Step 6 − First create a definition object with the Id for the new resource and then call one of the Create methods on the DocumentClient object. In the case of a stored procedure, the definition includes the Id and the actual JavaScript code that you want to ship over to the server.

Step 7 − Call File.ReadAllText to extract the stored procedure code out of the JS file.

Step 8 − Assign the stored procedure code to the body property of the definition object.

As far as DocumentDB is concerned, the Id we specify here, in the definition, is the name of the stored procedure, regardless of what we actually name the JavaScript function.

Nevertheless when creating stored procedures and other server-side objects, it is recommended that we name JavaScript functions and that those function names do match the Id that we have set in the definition for DocumentDB.

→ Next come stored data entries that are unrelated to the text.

PR #201, opened 2026-09-09
Hide empty "Or sign in with" when OpenID4VP is not configured

### LINKED ISSUE #200: Hide empty "Or sign in with" when OpenID4VP is not configured
**Description**

The `keycloak.v2+oid4vp` login page always shows **"Or sign in with"** even when there are no wallet buttons and no social IdPs. That happens because `OID4VPLoginFormsProvider` always injects the `oid4vp` bean, and `login-default.ftl` treats `oid4vp??` as “show the social section.” `social-providers.ftl` then prints the heading over an empty list.

Image

EST: 1day

Vitalisn4:
### Summary
- The `keycloak.v2+oid4vp` login page showed **Or sign in with** with no buttons when OID4VP was not configured, because the theme treated the always-injected `oid4vp` bean as a reason to render the social footer.

### Test plan
- [ ] Login with OID4VP unconfigured and no social IdPs: username/password only (no "Or sign in with")
- [ ] Login with a wallet profile configured: heading + wallet CTA shown

Screenshot from 2026-09-09 13-37-40

Closes https://github.com/ADORSYS-GIS/keycloak-oid4vp-plugin/issues/200

### DIFF
--- a/src/main/resources/theme/keycloak.v2+oid4vp/login/social-providers.ftl
+++ b/src/main/resources/theme/keycloak.v2+oid4vp/login/social-providers.ftl
@@ -1,7 +1,8 @@
 <#macro show social>
-    <#assign socialProviders = (social.providers)![]>
-    <#assign oid4vpProviders = []>
-    <#if oid4vp?? && oid4vp.loginProfiles?? && oid4vp.loginProfiles?has_content>
+<div id = "kc-social-providers" class="${properties.kcFormSocialAccountSectionClass!}">
+
+    <#if oid4vp?? && oid4vp.loginProfiles?? && (oid4vp.loginProfiles?size > 0)>
+        <#assign oid4vpProviders = []>
         <#list oid4vp.loginProfiles as profile>
             <#assign oid4vpProviders = oid4vpProviders + [{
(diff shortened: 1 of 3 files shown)


src/main/resources/theme/keycloak.v2+oid4vp/login/social-providers.ftl
IngridPuppet, line 1: Is any change to this file actually necessary?

Ogenbertrand (dismissed):
Thanks for the PR @Vitalisn4 
I found no functional issues. we can merge unless @IngridPuppet  has capacity to check.

src/main/resources/theme/keycloak.v2+oid4vp/login/social-providers.ftl
Vitalisn4: Thank you, just notice changing this file isn’t needed for the fix. I added an extra check here so it wouldn’t print “Or sign in with” if the button list was empty, but that was unnecessary. `login-default.ftl` already skips this template when there’s nothing to show, so it never runs when OID4VP isn’t configured. will revert the file.

IngridPuppet (approved):
LGTM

Step 9 − Call CreateStoredProcedureAsync, passing in the SelfLink for the MyCollection collection and the stored procedure definition. This creates the stored procedure and ResourceId that DocumentDB assigned to it.

Step 10 − Call the stored procedure. ExecuteStoredProcedureAsync takes a type parameter that you set to the expected data type of the value returned by the stored procedure, which you can specify simply as an object if you want a dynamic object returned. That is an object whose properties will be bound at run-time.

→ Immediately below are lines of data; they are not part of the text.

PR #207, opened 2026-09-16
Fix x5c chain validation against trusted anchors

IngridPuppet:
So the trust chain of the test PID can be validated.

See test suite added.


IngridPuppet:
@lightbridge-assistant review

src/test/java/io/github/adorsysgis/keycloak/protocol/oid4vc/crypto/PKIXVerificationUtilTest.java
```diff
@@ -0,0 +1,285 @@
...
+
+    @BeforeAll
+    static void setup() throws Exception {
+        CryptoIntegration.init(PKIXVerificationUtilTest.class.getClassLoader());
+        List<X509Certificate> chain = readPemChain("/tokenstatus/de-pid-provider-test.pem");
+        leaf = chain.get(0);
+        intermediate = chain.get(1);
+        root = chain.get(2);
+
+        // An unrelated certificate for testing scenarios
```
Ogenbertrand, line 70: i feel that comment is uneccessary since the variable states it `unrelatedKeyPair`

src/test/java/io/github/adorsysgis/keycloak/protocol/oid4vc/crypto/PKIXVerificationUtilTest.java
Ogenbertrand, line 1: I'd add dedicated tests for expired and possibly not-yet-valid presented certificates.

src/test/java/io/github/adorsysgis/keycloak/protocol/oid4vc/crypto/PKIXVerificationUtilTest.java
```diff
@@ -0,0 +1,285 @@
...
+            VerificationException error = assertThrows(
+                    VerificationException.class,
+                    () -> PKIXVerificationUtil.validateChain(
+                            testCase.chain(), testCase.roots(), testCase.intermediates()));
+            assertEquals(testCase.expectedMessage(), error.getMessage());
+        }
+    }
+
+    @SuppressWarnings("SameParameterValue")
+    private static List<X509Certificate> readPemChain(String resource) throws Exception {
```
Ogenbertrand: can we removes the warning instead of suppressing it?
```suggestion
private static List<X509Certificate> readTestChain() throws Exception {
    try (InputStream stream =
            PKIXVerificationUtilTest.class.getResourceAsStream(
                    "/tokenstatus/de-pid-provider-test.pem")) {
        ...
    }
}
```

Ogenbertrand (commented):
some little comments

src/main/java/io/github/adorsysgis/keycloak/protocol/oid4vc/crypto/PKIXVerificationUtil.java
```diff
@@ -56,7 +58,7 @@ public static X509Certificate[] validateChain(List<X509Certificate> certs, Trust
         return validateChain(certs, roots, intermediates);
     }
 
-    private static X509Certificate[] validateChain(
+    public static X509Certificate[] validateChain(
```
Awambeng: Do we need to make this public? The only usage outside the class seems to be the new test. Since the test is already in the same package, could we keep this package-private and avoid adding it to the public API?

src/main/java/io/github/adorsysgis/keycloak/protocol/oid4vc/crypto/PKIXVerificationUtil.java
```diff
@@ -75,67 +77,83 @@ private static X509Certificate[] validateChain(
...
+            cert.checkValidity(new Date(Time.currentTimeMillis()));
+            if (i == certs.size() - 1) {
+                break;
+            }
+
+            X509Certificate next = certs.get(i + 1);
+            if (!cert.getIssuerX500Principal().equals(next.getSubjectX500Principal())) {
+                throw new VerificationException("Certificate chain is not in order");
+            }
+
```
Awambeng, line 147: Is it intentional to require clients to present a contiguous chain? A client could exclude the intermediate, which could still result in a valid chain if the intermediate is available in the truststore, but the validation would fail because of this strict requirement. Is that what we want? If yes, maybe it would be good to add a test for this explicitly.

src/main/java/io/github/adorsysgis/keycloak/protocol/oid4vc/crypto/PKIXVerificationUtil.java
```diff
@@ -75,67 +77,83 @@ private static X509Certificate[] validateChain(
...
+     * are consequently validated here by this weaker property (validity, issuer DN,
+     * signature) only - before the trust anchor PKIX performs its full validation.
+     */
+    private static void validatePresentedChain(List<X509Certificate> certs)
+            throws VerificationException, GeneralSecurityException {
+        for (int i = 0; i < certs.size(); i++) {
+            X509Certificate cert = certs.get(i);
+            // Fail fast on expired certificates so callers observe a CertificateExpiredException
+            // instead of the path builder's generic "unable to find valid certification path".
+            cert.checkValidity(new Date(Time.currentTimeMillis()));
```
Awambeng: I think saying callers see `CertificateExpiredException` is a bit misleading. The exception is wrapped below, so they actually get `Certificate chain validation failed`, with the expiry exception as the cause. Maybe we can phrase this around the expiry being preserved as the cause instead of the generic path validation error. WDYT?

src/test/java/io/github/adorsysgis/keycloak/protocol/oid4vc/crypto/PKIXVerificationUtilTest.java
```diff
@@ -0,0 +1,285 @@
...
+ *
+ * <p>Trust certificates can be passed as root or as intermediate. A certificate passed as a
+ * root is trusted as a root - self-signed or not - and root trust prevails if the same
+ * certificate is also listed as an intermediate. The presented chain is only valid when it
+ * chains up to a trusted root, using intermediates to bridge missing links. Trusting no
+ * root at all is always invalid.
+ */
+class PKIXVerificationUtilTest {
+
+    private static final int OCT_2026_EPOCH_SECONDS = 1790812800;
```
Awambeng, line 44: should we add a short comment explaining what date `OCT_2026_EPOCH_SECONDS` represents and that it needs to stay within the validity period of the certificates in the PEM fixture. This would make it easier to keep the test in sync if the certs are regenerated later.

src/test/java/io/github/adorsysgis/keycloak/protocol/oid4vc/crypto/PKIXVerificationUtilTest.java
```diff
@@ -0,0 +1,285 @@
...
+
+        if (testCase.expectedMessage() == null) {
+            X509Certificate[] validated = assertDoesNotThrow(() ->
+                    PKIXVerificationUtil.validateChain(testCase.chain(), testCase.roots(), testCase.intermediates()));
+            assertArrayEquals(testCase.chain().toArray(new X509Certificate[0]), validated);
+        } else {
+            VerificationException error = assertThrows(
+                    VerificationException.class,
+                    () -> PKIXVerificationUtil.validateChain(
+                            testCase.chain(), testCase.roots(), testCase.intermediates()));
```
Awambeng, line 322: `validateChain(...)` is repeated in both branches. Could we pull it out so the branches only handle the different expectations? Would make the test a bit cleaner.

src/test/java/io/github/adorsysgis/keycloak/protocol/oid4vc/crypto/PKIXVerificationUtilTest.java
```diff
@@ -0,0 +1,285 @@
...
+        return new Date((OCT_2026_EPOCH_SECONDS + dayOffset * 86400) * 1000);
+    }
+
+    private static List<X509Certificate> chain() {
+        return list(leaf, intermediate, root);
+    }
+
+    private static List<X509Certificate> list(X509Certificate... certificates) {
+        return List.of(certificates);
+    }
```
Awambeng: Some cases use `chain()` while others use `list(leaf, intermediate, root)` for the same thing. Maybe we can stick to one style so the test cases are consistent.

src/test/java/io/github/adorsysgis/keycloak/protocol/oid4vc/crypto/TestCryptoUtils.java
```diff
@@ -52,15 +54,31 @@ public static X509Certificate createLeafCert(KeyPair kp, KeyPair caKp, X509Certi
...
+            X509Certificate caCert,
+            String subject,
+            boolean isCa,
+            Integer keyUsageBitmask,
+            Date notBefore,
+            Date notAfter)
+            throws Exception {
+        // The names are taken from principals directly so the encoded attribute order is
+        // preserved. A string round trip (new X500Name(principal.getName())) reverses
+        // multi-RDN names and breaks byte-level DN equality with the issuer certificate.
```
Awambeng: I think making this as a javadoc on the `createLeafCert` method will be good for callers

Awambeng (changes requested):
Thank you for the fix and the solid test cases @IngridPuppet . I left a few minor comments.

src/test/java/io/github/adorsysgis/keycloak/protocol/oid4vc/crypto/PKIXVerificationUtilTest.java
IngridPuppet: It helps to visually organize the instructions in the method into sections. I'd rather keep it.

src/test/java/io/github/adorsysgis/keycloak/protocol/oid4vc/crypto/PKIXVerificationUtilTest.java
IngridPuppet: Thanks, added.

src/test/java/io/github/adorsysgis/keycloak/protocol/oid4vc/crypto/PKIXVerificationUtilTest.java
IngridPuppet: In such cases, especially in tests, I usually prefer to suppress the warning because we may soon need to pass another value. But applied the suggestion this time. Thanks.

src/main/java/io/github/adorsysgis/keycloak/protocol/oid4vc/crypto/PKIXVerificationUtil.java
IngridPuppet: I made it package-private. Thanks.

src/main/java/io/github/adorsysgis/keycloak/protocol/oid4vc/crypto/PKIXVerificationUtil.java
IngridPuppet: Yes, this is intentional. It is best to enforce a contiguous chain. Many tests covered the enforcement of contiguous chains, but I added one more specific test case to cover this scenario.

src/test/java/io/github/adorsysgis/keycloak/protocol/oid4vc/crypto/PKIXVerificationUtilTest.java
IngridPuppet: I agree. Done.

src/test/java/io/github/adorsysgis/keycloak/protocol/oid4vc/crypto/PKIXVerificationUtilTest.java
IngridPuppet: It is just one instruction, that's fine IMO. One branch should throw, the other not. Pulling it out makes things worse.

src/test/java/io/github/adorsysgis/keycloak/protocol/oid4vc/crypto/PKIXVerificationUtilTest.java
IngridPuppet: Yes, I forgot to fix this. Removed chain() to always be explicit.

src/test/java/io/github/adorsysgis/keycloak/protocol/oid4vc/crypto/TestCryptoUtils.java
IngridPuppet: Done.

src/main/java/io/github/adorsysgis/keycloak/protocol/oid4vc/crypto/PKIXVerificationUtil.java
IngridPuppet: I found the comment altogether misleading because the check is actually needed, not just for improving error handling. So I removed it. Thanks.

src/test/java/io/github/adorsysgis/keycloak/protocol/oid4vc/crypto/PKIXVerificationUtilTest.java
Awambeng: Thanks

Awambeng (approved):

Ogenbertrand (commented):
Thanks LGTM

Ogenbertrand (approved):

IngridPuppet:
Thank you for the reviews!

In this example we know that our stored procedure is just returning a string and so we call ExecuteStoredProcedureAsync<string>.

Following is the complete implementation of Program.cs file.

using Microsoft.Azure.Documents;
using Microsoft.Azure.Documents.Client;
using Microsoft.Azure.Documents.Linq;

using System;
using System.Collections.Generic;
using System.Diagnostics;
using System.IO;

using System.Linq;
using System.Text;
using System.Threading.Tasks;

namespace DocumentDBStoreProce {
   class Program {
      private static void Main(string[] args) {
         Task.Run(async () => {
            await SimpleStoredProcDemo();
         }).Wait();
      }

      private async static Task SimpleStoredProcDemo() {
         var endpoint = "https://azuredocdbdemo.documents.azure.com:443/";
         var masterKey =
            "BBhjI0gxdVPdDbS4diTjdloJq7Fp4L5RO/StTt6UtEufDM78qM2CtBZWbyVwFPSJIm8AcfDu2O+AfV T+TYUnBQ==";

         using (var client = new DocumentClient(new Uri(endpoint), masterKey)) {
            // Get database
            Database database = client
               .CreateDatabaseQuery("SELECT * FROM c WHERE c.id = ''myfirstdb''")
               .AsEnumerable()
               .First();

            // Get collection
            DocumentCollection collection = client
               .CreateDocumentCollectionQuery(database.CollectionsLink,
               "SELECT * FROM c WHERE c.id = ''MyCollection''")
               .AsEnumerable()
               .First();

            // Create stored procedure
            var sprocBody = File.ReadAllText(@"....HelloWorldStoreProce.js");

            var sprocDefinition = new StoredProcedure {
               Id = "HelloWorldStoreProce",
               Body = sprocBody
            };

            StoredProcedure sproc = await client
               .CreateStoredProcedureAsync(collection.SelfLink, sprocDefinition);

            Console.WriteLine("Created stored procedure {0} ({1})", sproc
               .Id, sproc.ResourceId);

            // Execute stored procedure
            var result = await client
               .ExecuteStoredProcedureAsync<string>(sproc.SelfLink);
            Console.WriteLine("Executed stored procedure; response = {0}",
               result.Response);

            // Delete stored procedure
            await client.DeleteStoredProcedureAsync(sproc.SelfLink);
            Console.WriteLine("Deleted stored procedure {0} ({1})",
               sproc.Id, sproc.ResourceId);
         }
      }
   }
}

When the above code is executed, it produces the following output.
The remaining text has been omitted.